As the essay opens, an audience member tells Campo that his poems are "really depressing." Even Campo's spouse advises him to lighten things up, a counsel I hope the poet never heeds--for it is precisely Campo's unwavering examination of sorrow, regret, death, and despair that set his poems apart from poems that find "butterflies or snowflakes or flowers as more suitable." Campo responds: "Try as I might to take all of this concern to heart . . . I keep finding myself drawn to write about illness" (pg 1).

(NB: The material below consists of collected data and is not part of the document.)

PR #3971, opened 2019-07-11
Added apply on keyboard shortcut to all parameters

ranbena:
- [x] Feature

## Description
Added meta+enter (and alt+enter) key bindings to `parameters`.
Activated when focusing on input elements when there are changes to be applied.

#### How
Put focus/blur listeners on the `<parameters>` element which adds/removes the key bindings accordingly.

#### Caveat
Since the query page already has these key bindings, it would result in double execution ☠
I tried a few approaches but eventually I went for disabling it for the query page with an attribute.
I don't like this solution cause it's coupled (the tooltip promises an ability that's fulfilled by another component) but it's the simplest 😣

### DIFF
--- a/client/app/components/ParameterApplyButton.jsx
+++ b/client/app/components/ParameterApplyButton.jsx
@@ -3,6 +3,8 @@ import PropTypes from 'prop-types';
 import { react2angular } from 'react2angular';
 import Button from 'antd/lib/button';
 import Badge from 'antd/lib/badge';
+import Tooltip from 'antd/lib/tooltip';
+import { KeyboardShortcuts } from '@/services/keyboard-shortcuts';
 
 function ParameterApplyButton({ paramCount, onClick, isApplying }) {
   // show spinner when applying (also when count is empty so the fade out is consistent)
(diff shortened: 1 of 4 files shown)


ranbena:
@arikfr can you test that this works as expected?

ranbena:
> It seems that netlify-preview is not available for non-`master` target.

Yeah it's a shame and there's no setting or info on the web about it.

> Locally I noticed that the Apply Changes button click was not triggering update... And when I went to see Cypress had already [pointed that out](https://dashboard.cypress.io/#/projects/924cka/runs/753/specs) 😅.

Darn. Fixing!

> I wonder if considering a React `Parameters` component this would be as simple as monitoring the key press and trigger update function with `event.stopPropagation()`.

Sure. I tried to make it happen with mousetrap but just gave up.

gabrieldutra:
If this becomes too complicated you can consider postpone to the `<Parameters>` migration, I believe it's not a critical thing that can't wait a bit :slightly_smiling_face:.

gabrieldutra:
@ranbena should this be merged so Netlify preview becomes available?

Campo recalls how singing and praying consoled his grandmother and seemed to lessen her physical ills: "No wonder I have come to believe in the power of the imagination if not to cure, then to heal" (pg 4). On page five he notes "To write about illness, to heed this terrible muse, is to reject distancing and to embrace empathy, for which there is no reward or claim on greatness other than perhaps the perverse joy of recognizing oneself as being susceptible to the same foibles and neuroses as anyone." Indeed it is this vulnerability--the ability to see physician and patient on the same plane, as equal players in a moment in time--that has become another hallmark of Campo's poetry. Selected poems from previously published collections follow the essay: nine poems from "The Other Man Was Me" (1994); eight poems from "What the Body Told" (1997); nine poems from "Diva" (200); five poems from "Landscape with Human Figure" (2002); seven poems from "The Enemy" (2007); and twenty poems from "Alternative Medicine" (2013). Of these collections, all but "Landscape with Human Figure" and "The Enemy" have been reviewed in the database.
Miscellaneous
Campo's introductory essay is the perfect entryway into this
collection of poems, an essay that should be required reading in every
literature and medicine venue, one that deserves lively discussion. These poems, both older and newer, will be of
interest to poetry lovers in and out of the medical field. Medical students especially might find these
poems both challenging and comforting.
Those experienced in healthcare will recognize themselves and their
patients in Campo's words.
Publisher
Duke University Press
Place Published
Durham and London
Edition
2018
Page Count
166
Commentary
Although gently criticized for poems that depress, Campo's poems also reveal his skill with irony and, yes, outright humor. In "Just Know Your Shit," we might hear the words of a patient as he confronts a doctor who might be Rafael Campo--a physician with an open heart and tender insecurities who might later that day write a poem: "I want a doctor who knows his shit. / Don't hold my hand when my heart fibrillates-- / just shock me with the right amount of juice" and at the poem's end, "For God's / sake, don't feel for me. Just do it, don't sob" (pg 144).
Happily, Rafael Campo is a doctor who delivers excellent and compassionate care as well as a writer who steps back, aware of all the complexities of life, illness, and mortality, to offer us these excellent and compassionate poems.